If we can’t have legislation, and we are stuck with licensing, then maybe we can do what the EU court advocated for in its opinion via license: If libraries are purchasing e-books, they need to advocate for clauses in the contract that best serve their mission, their community, and their collection policies. A contract isn’t formalized until it is signed – take the time to try and negotiate. Introduce interlibrary loan clauses, preservation clauses, reject terms that harm collection development goals, or the mission of the libraries.

Perhaps we can learn from this decision on how to advocate for our own U.S.-based e-book purchasing and lending.”

Stay tuned for Kyle’s full analysis in the next issue of CRIV Sheet.

Congress.gov Webinar

Set your calendars for a webinar which will provide a basic overview of the newly launched Congress.gov, formerly THOMAS.gov, for Thursday, November 10 (2:00 to 3:00 PM EST).  From their announcement:  “While the focus of the session will be searching legislation and the Congressional member information attached to the legislation, the new features of Congress.gov will be highlighted as well.”  Click here to register:  https://www.eventbrite.com/e/congressgov-webinar-tickets-28053155744

Listen to This

Keeping up with legal news and building subject area expertise are challenging for librarians, attorneys, professors, and students. ModioLegal works to make this easier. ModioLegal records legal news and provides access via a high-quality, proprietary platform that can be played back on devices such car audio systems, mobile or home devices. This service allows users to multitask by listening to current awareness content while commuting, traveling, exercising, or even grabbing lunch.

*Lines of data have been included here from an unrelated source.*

PR #11, opened 2020-12-14
Bug 1679379 - Implement the boolean metric type 

brizental:


src/glean.ts
```diff
@@ -0,0 +1,20 @@
+/* This Source Code Form is subject to the terms of the Mozilla Public
+ * License, v. 2.0. If a copy of the MPL was not distributed with this
+ * file, You can obtain one at http://mozilla.org/MPL/2.0/. */
+
+import Database from "database";
+
+class Glean {
```
Dexterp37, line 7: Do you have a bug open for implementing the general API?

src/database.ts
```diff
@@ -139,17 +132,22 @@ class Database {
...
+    validateFn: (v: unknown) => v is T,
+    metric: Metric
+  ): Promise<T | undefined> {
     const store = this._chooseStore(metric.lifetime);
     const storageKey = metric.identifier;
     const value = await store.get([ping, metric.type, storageKey]);
-    if (isObject(value)) {
-      console.error(`Unexpected value found for metric ${metric}: ${JSON.stringify(value)}. Clearing.`);
+    if (!isUndefined(value) && !validateFn(value)) {
+      console.error(`Unexpected value found for metric ${metric.identifier}: ${JSON.stringify(value)}. Clearing.`);
```
Dexterp37, line 150: Thinking again about the deletion, I'm not sure we should do that. We should rather investigate what we do with the SDK, because we have a weird edge case here: what if user adds a new metric with the same id but a different type? Leaving the deletion in place, trying to record the new type will make the old data go away, even though it's not "wrong", is the new type that's wrong.

Can you file a bug for investigating this aspect (if you can't do it right now) and add  a comment here?

src/metrics/payload.ts
```diff
@@ -0,0 +1,19 @@
+/* This Source Code Form is subject to the terms of the Mozilla Public
+ * License, v. 2.0. If a copy of the MPL was not distributed with this
+ * file, You can obtain one at http://mozilla.org/MPL/2.0/. */
+
+import { BooleanMetricPayload, isBooleanMetricPayload } from "metrics/boolean";
+import { isString } from "utils";
+
+export function isMetricPayload(type: string, v: unknown): v is MetricPayload {
```
Dexterp37, line 8: Nit: what about `isValidDataForMetricType`?

Dexterp37, line 8: Please add a comment explaining what's the purpose of this function and why it's used.

src/metrics/payload.ts
```diff
@@ -0,0 +1,19 @@
...
+  switch (type) {
+  case "boolean":
+    return isBooleanMetricPayload(v);
+  default:
+    return isString(v);
+  }
+}
+
+// Leaving the `string` as a valid metric payload here so that tests keep working for now.
```
Dexterp37, line 17: Mh, would it be hard to fix tests right now in this PR? If so, can you please file a bug and add a reference to it here?

src/storage/index.ts
```diff
@@ -42,7 +42,7 @@ export interface StorageObject {
  *          stating wether `v` is a valid StorageValue.
  */
 export function isStorageValue(v: unknown): v is StorageValue {
-  if (isUndefined(v) || isString(v)) {
+  if (isUndefined(v) || isString(v) || isBoolean(v)) {
```
Dexterp37, line 45: Mh, why can't this use `isMetricPayload`?

Right now, adding a new metric type is a bit convoluted. We need to add checks in the storage, which is weird, specifically for the metric type.

src/utils.ts
```diff
@@ -3,13 +3,17 @@
  * file, You can obtain one at http://mozilla.org/MPL/2.0/. */
 
 export function isObject(v: unknown): v is Record<string | number | symbol, unknown> {
-  return (v && typeof v === "object" && v.constructor === Object);
+  return !!(v && typeof v === "object" && v.constructor === Object);
```
Dexterp37, line 6:
```suggestion
  return (!!v && typeof v === "object" && v.constructor === Object);
```

Is this what you're really looking for? Forcing truthiness outside makes it a bit harder to understand it on the first look otherwise.

Dexterp37 (changes requested):
I took a first high level pass :) Will take a closer look after this first round.

src/glean.ts
brizental: Yes:
- https://bugzilla.mozilla.org/show_bug.cgi?id=1677444
- https://bugzilla.mozilla.org/show_bug.cgi?id=1677443

src/database.ts
brizental: If the user has a metric with the same id but with a different type it will be recorded in a different index on the database, which means they won't interfere with each other. The index for a metric is `[ "thePing", "theType", "theIdentifier" ]`.

src/metrics/payload.ts
brizental: Uhum. Unrelated but worth mentioning, I realized I forgot to add the jsdoc rules to our linter config, this is why this bugs keep happening. I created a bug to fix this: https://bugzilla.mozilla.org/show_bug.cgi?id=1682482

src/metrics/payload.ts
brizental: Tests will be fixed as soon as I implement a String metric type which I was planning to be the one I take after Boolean. If I want to keep tests working without this workaround, I'd have to change all example metrics in the Database tests to be Boolean metrics, which I don't think is worth the effort. I'd rather change all metrics to Strings on those tests once we implement that metric type.

src/storage/index.ts
brizental: > Mh, why can't this use isMetricPayload?

The storage shouldn't know about the metrics. It will not only store metrics, but also ping payloads and maybe other stuff.

> Right now, adding a new metric type is a bit convoluted. We need to add checks in the storage, which is weird, specifically for the metric type.

The storage has the capability to store any valid JSON type, so string, arrays, booleans, numbers and other JSON objects. One should not have to add anything to the storage module when they add a new metric type, I only had to do it now because it didn't include boolean yet. I will also have to do it when I add the Counter metric type, which will present the need to store numbers. After that we will have covered all the JSON possible types and shouldn't need to change this module when adding metrics in the future.

src/utils.ts
brizental: No, so I had to add this `!!` because typescript was giving me an error `Type 'unknown' is not assignable to type 'boolean'.`. I searched this, but this seems to be the accepted workaround to coerce to a boolean, TS does not do that on its own. Another option would be to do this `<boolean>(v && typeof v === "object" && v.constructor === Object);` I have no strong opinions, if you think the second option is clearer I can change it.

brizental: What I needed to do with this change, was coerce the whole expression to a boolean, not just `v`.

src/metrics/payload.ts
brizental: Hm, all the other type validation function are named like this though. I'd rather leave it as is for standardization sake.

src/utils.ts
brizental: Okay, I was attending to your review comments and I added an extra test to the storage suite that I realized was missing. Which was for the best because I found a bug in this utils functions (I'll file a bug to add tests specifically to this module, I should have done that from the start). 

Anyways, this works: `(typeof v === "boolean" || (typeof v === "object" && v !== null && v.constructor === Boolean))`. I need to check if `v` is `null` **after** I check that it is of type object. This happens because `null` is of type object and TS apparently only takes into account the last condition that you set when asserting the possible type of something.

src/database.ts
Dexterp37: Is this the same behaviour we have in the SDK?

src/metrics/boolean.ts
```diff
@@ -0,0 +1,58 @@
...
+    super("boolean", meta);
+  }
+
+  /**
+   * Sets to the specified boolean value.
+   *
+   * @param glean the Glean instance this metric belongs to.
+   * @param value the value to set.
+   */
+  async set(glean: Glean, value: BooleanMetricPayload): Promise<void> {
```
Dexterp37, line 33: Is there any way for us to not have to pass in the Glean instance?

src/metrics/boolean.ts
```diff
@@ -0,0 +1,58 @@
+/* This Source Code Form is subject to the terms of the Mozilla Public
+ * License, v. 2.0. If a copy of the MPL was not distributed with this
+ * file, You can obtain one at http://mozilla.org/MPL/2.0/. */
+
+import Metric, { CommonMetricData } from "metrics";
+import Glean from "glean";
+import { isBoolean } from "utils";
+
+export type BooleanMetricPayload = boolean;
```
Dexterp37, line 9: Why do we need this alias?

src/metrics/boolean.ts
```diff
@@ -0,0 +1,58 @@
...
+   *
+   * This doesn't clear the stored value.
+   *
+   * @param glean the Glean instance this metric belongs to.
+   * @param ping the ping from which we want to retrieve this metrics value from.
+   *
+   * @returns The value found in storage or `undefined` if nothing was found.
+   */
+  async testGetValue(glean: Glean, ping: string): Promise<BooleanMetricPayload | undefined> {
+    return glean.db.getMetric(ping, isBooleanMetricPayload, this);
```
Dexterp37, line 54: We need some way to make this this is only used in test mode. Can you add a flag or something to the Glean object, check it here and throw if we're not in test mode?

src/storage/index.ts
Dexterp37: Got it, thanks for explaining.

tests/metrics/boolean.spec.ts
```diff
@@ -0,0 +1,77 @@
...
+ * License, v. 2.0. If a copy of the MPL was not distributed with this
+ * file, You can obtain one at http://mozilla.org/MPL/2.0/. */
+
+import assert from "assert";
+
+import Glean from "glean";
+import BooleanMetric from "metrics/boolean";
+import { Lifetime } from "metrics";
+
+describe("BooleanMetric", function() {
```
Dexterp37, line 11: Did you check that we have all the tests for the boolean type that we have in the SDK? Bonus points for having the same tests with the same names..

Dexterp37 (changes requested):

src/database.ts
brizental: No, but that is on purpose. On the SDK we actually panic in this situation: https://github.com/mozilla/glean/blob/main/glean-core/src/database/mod.rs#L501. But the error message for that panic is the core difference between both situations, on glean-core it is deemed impossible for this error to happen, while on Glean.js it is completely plausible that it will happen given that anyone can go to the debug console of a web extension and mess with the data.

src/metrics/boolean.ts
brizental: I am thinking that each metric should define their payload type and the payload validation function the same way. For boolean it seems superfluous, but it is just for future standardization sake.

src/database.ts
Dexterp37: Ok please add this as a comment in the code.

tests/metrics/boolean.spec.ts
brizental: I did check this time :) There are more tests here actually than on the SDK, but all the tests that we have there we have here. The names are not tha same though.
- `boolean_serializer_should_correctly_serialize_boolean` is the name on the SDK for the test I called `ping payload is correct`. I changed because I thought the name didn't really make sense given Glean.js structure. 
- `set_properly_sets_the_value_in_all_stores` I changed to `set properly sets the value in all ping` because we are not using the "store" terminology in Glean.js for the same purposes we are on the SDK.

src/metrics/boolean.ts
Dexterp37: There's pros and cons about this architectural choice: this is leaking the payload representation and responsibilities to the type implementation, while this should probably be something the storage has authority on. We're unlikely to move from JSON to some other format in the immediate future, but this choice will definitely make it a bit harder to move somewhere else (e.g. binary?) if needed. So, nothing to do here, other than thinking of future implications.

src/metrics/boolean.ts
brizental: I'll add a flag.

src/metrics/boolean.ts
brizental: Hm, we'd have to investigate that further. What would be the advantage of that?

src/metrics/boolean.ts
brizental: I am not sure I fully understand the problem, would you mind expanding?

Also, how is it so different from what we do in glean-core https://github.com/mozilla/glean/blob/main/glean-core/src/metrics/mod.rs#L78-L120?

src/metrics/boolean.ts
brizental: The Glean constructor cannot have any arguments, because we will export an instance of Glean, the user won't instantiate it. This means that this flag would need to be on the `initialize` function, which I have made a point of not implementing in this PR since it is sorta unrelated and also we already have [a bug](https://bugzilla.mozilla.org/show_bug.cgi?id=1677443) for that.

My point being, would you mind if I file a follow up for this that depends on having implemented the initialize function?

Dexterp37: Sure, just add a todo in here and reference that bug number :)

src/metrics/boolean.ts
Dexterp37: Good point, i was wrong.

src/metrics/boolean.ts
Dexterp37: This is an API ergonomics problem: it sucks to provide the Glean object everywhere, especially knowing that's a "singleton". This is the whole point why, in the SDK, the Glean object is a singleton: to have a nice ergonomic API :)

I'd take the opportunity to investigate that, before we scale up the number of metrics.

Dexterp37 (changes requested):
See my other comments. My major concern is about the requirement to pass in the Glean object to the specific metrics API.

src/metrics/boolean.ts
brizental: I see. My mind complicated this quite a bit first time I read this comment. Now that I think about it, it is 100% doable. I'll send a new commit shortly. Thanks for pressing this :)

src/glean.ts
```diff
@@ -0,0 +1,50 @@
...
+    }
+
+    return Glean._instance;
+  }
+
+  static get db(): Database {
+    return Glean.instance._db;
+  }
+
+  static get uploadEnabled(): boolean {
```
Dexterp37, line 41: Is there any way to mark this "internal" and not part of the "public API"? (I know this is JS at the end of the day, but I'd love to make this explicit).

Dexterp37 (approved):
r+wc

Dexterp37:
@brizental can you also file a bug for adding documentation? Did we settle on adding docs to the Glean Book?

src/glean.ts
brizental: Not right now, otherwise we won't be able to access it from the tests. I'll add a TODO comment to make it `private` once we have the `resetGlean` function (which we do already have a bug for https://bugzilla.mozilla.org/show_bug.cgi?id=1682769).

Note that I can make this methods `private` to the Glean class, but once a user is consuming it from Javascript all bets are off.

brizental:
> @brizental can you also file a bug for adding documentation? Did we settle on adding docs to the Glean Book?

Done https://bugzilla.mozilla.org/show_bug.cgi?id=1682785.

Yes, on the MVP proposal we settled on the Glean book and I still stand by that decision, even though I am not clear on _how_ we add Glean.js docs there.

News content is recorded by law school students in a natural speaking voice to provide a higher level of comprehension than a computer-generated narration. Students also gain legal verbal communication practice and possible name recognition (student narrators provide their name, school and year of graduation at the beginning of each recording).

ModioLegal is currently negotiating agreements to add additional content and plans to expand its presence in academia by providing discounted access to law schools.

CRIV Sheet Vol. 39 No. 1 Now Available

The latest edition of The CRIV Sheet is now available. In this new issue, we continue the tradition of recapping programs from the  AALL Annual Meeting.   We have summaries of several programs from this summer’s meeting in Chicago. If you missed the meeting in the Windy City,  were unable to attend a program because of a scheduling conflict, or want a quick refresher, we invite you to check out this new issue.